* [Work instruction]: Every line of the material that holds "clarify" should be counted; give the number and nothing more.

* [Exercise input]:
********************

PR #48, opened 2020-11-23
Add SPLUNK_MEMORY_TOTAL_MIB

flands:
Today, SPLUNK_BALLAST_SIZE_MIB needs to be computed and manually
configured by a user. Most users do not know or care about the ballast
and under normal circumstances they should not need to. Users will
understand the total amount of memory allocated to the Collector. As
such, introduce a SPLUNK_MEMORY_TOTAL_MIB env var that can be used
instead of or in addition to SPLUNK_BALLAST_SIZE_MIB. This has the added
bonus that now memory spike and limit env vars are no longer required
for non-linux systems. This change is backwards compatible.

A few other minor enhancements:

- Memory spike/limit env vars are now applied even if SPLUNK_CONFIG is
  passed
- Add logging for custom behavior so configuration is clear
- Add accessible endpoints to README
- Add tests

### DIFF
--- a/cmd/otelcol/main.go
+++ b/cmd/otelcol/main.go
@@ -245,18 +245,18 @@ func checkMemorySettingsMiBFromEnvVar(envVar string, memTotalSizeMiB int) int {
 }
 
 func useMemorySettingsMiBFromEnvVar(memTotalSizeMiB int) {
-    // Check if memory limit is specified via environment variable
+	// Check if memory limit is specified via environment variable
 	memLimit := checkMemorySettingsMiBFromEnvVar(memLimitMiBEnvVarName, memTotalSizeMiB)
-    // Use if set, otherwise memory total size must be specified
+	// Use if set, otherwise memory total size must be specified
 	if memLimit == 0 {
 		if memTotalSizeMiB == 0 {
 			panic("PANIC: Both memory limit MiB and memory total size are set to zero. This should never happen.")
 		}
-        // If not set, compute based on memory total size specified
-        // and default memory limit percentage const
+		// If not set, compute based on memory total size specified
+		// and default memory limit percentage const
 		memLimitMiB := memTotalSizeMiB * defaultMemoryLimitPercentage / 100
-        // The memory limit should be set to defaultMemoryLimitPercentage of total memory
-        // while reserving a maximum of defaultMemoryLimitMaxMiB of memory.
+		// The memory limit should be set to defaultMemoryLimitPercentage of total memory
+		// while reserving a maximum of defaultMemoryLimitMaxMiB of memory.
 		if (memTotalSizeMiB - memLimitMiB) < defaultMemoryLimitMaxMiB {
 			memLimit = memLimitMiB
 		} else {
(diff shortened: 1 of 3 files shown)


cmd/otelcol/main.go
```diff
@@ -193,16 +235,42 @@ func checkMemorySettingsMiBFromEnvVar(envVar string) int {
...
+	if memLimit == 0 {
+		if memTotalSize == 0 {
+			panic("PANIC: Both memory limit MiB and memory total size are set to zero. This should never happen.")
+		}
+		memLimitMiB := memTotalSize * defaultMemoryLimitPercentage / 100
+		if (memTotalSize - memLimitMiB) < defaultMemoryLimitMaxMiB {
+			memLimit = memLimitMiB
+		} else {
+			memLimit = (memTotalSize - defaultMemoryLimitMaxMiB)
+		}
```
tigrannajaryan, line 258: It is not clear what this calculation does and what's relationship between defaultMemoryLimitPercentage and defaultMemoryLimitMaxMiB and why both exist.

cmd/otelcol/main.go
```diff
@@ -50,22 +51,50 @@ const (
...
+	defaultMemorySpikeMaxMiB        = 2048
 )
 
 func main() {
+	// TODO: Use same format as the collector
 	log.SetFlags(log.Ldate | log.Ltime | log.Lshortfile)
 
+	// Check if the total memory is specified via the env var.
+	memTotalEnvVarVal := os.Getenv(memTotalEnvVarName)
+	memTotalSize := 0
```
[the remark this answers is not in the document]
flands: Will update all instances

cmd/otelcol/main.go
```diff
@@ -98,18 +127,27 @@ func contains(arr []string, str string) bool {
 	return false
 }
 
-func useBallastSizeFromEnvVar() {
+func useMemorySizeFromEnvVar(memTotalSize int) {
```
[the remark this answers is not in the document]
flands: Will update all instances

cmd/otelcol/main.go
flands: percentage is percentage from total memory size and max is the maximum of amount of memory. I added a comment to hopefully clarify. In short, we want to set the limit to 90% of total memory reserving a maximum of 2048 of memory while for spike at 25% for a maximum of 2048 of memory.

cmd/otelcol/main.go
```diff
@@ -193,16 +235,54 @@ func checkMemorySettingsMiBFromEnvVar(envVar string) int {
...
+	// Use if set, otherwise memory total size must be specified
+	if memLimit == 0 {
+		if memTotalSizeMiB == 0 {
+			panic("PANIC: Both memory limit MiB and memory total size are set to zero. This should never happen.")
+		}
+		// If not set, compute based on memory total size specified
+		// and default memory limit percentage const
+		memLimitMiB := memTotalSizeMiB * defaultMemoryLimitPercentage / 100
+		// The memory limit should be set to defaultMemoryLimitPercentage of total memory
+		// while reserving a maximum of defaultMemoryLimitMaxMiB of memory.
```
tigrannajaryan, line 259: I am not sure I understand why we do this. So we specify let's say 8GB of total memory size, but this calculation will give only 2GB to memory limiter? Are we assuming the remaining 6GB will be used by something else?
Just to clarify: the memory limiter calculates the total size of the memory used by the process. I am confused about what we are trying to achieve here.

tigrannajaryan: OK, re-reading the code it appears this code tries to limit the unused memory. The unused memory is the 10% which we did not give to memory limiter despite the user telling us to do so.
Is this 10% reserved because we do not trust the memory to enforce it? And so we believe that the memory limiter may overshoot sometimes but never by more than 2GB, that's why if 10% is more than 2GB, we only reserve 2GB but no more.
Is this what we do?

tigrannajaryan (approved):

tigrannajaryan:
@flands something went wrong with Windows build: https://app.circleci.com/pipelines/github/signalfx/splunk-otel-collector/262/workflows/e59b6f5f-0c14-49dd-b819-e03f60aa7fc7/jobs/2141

********************

* [Solution to this problem]: 2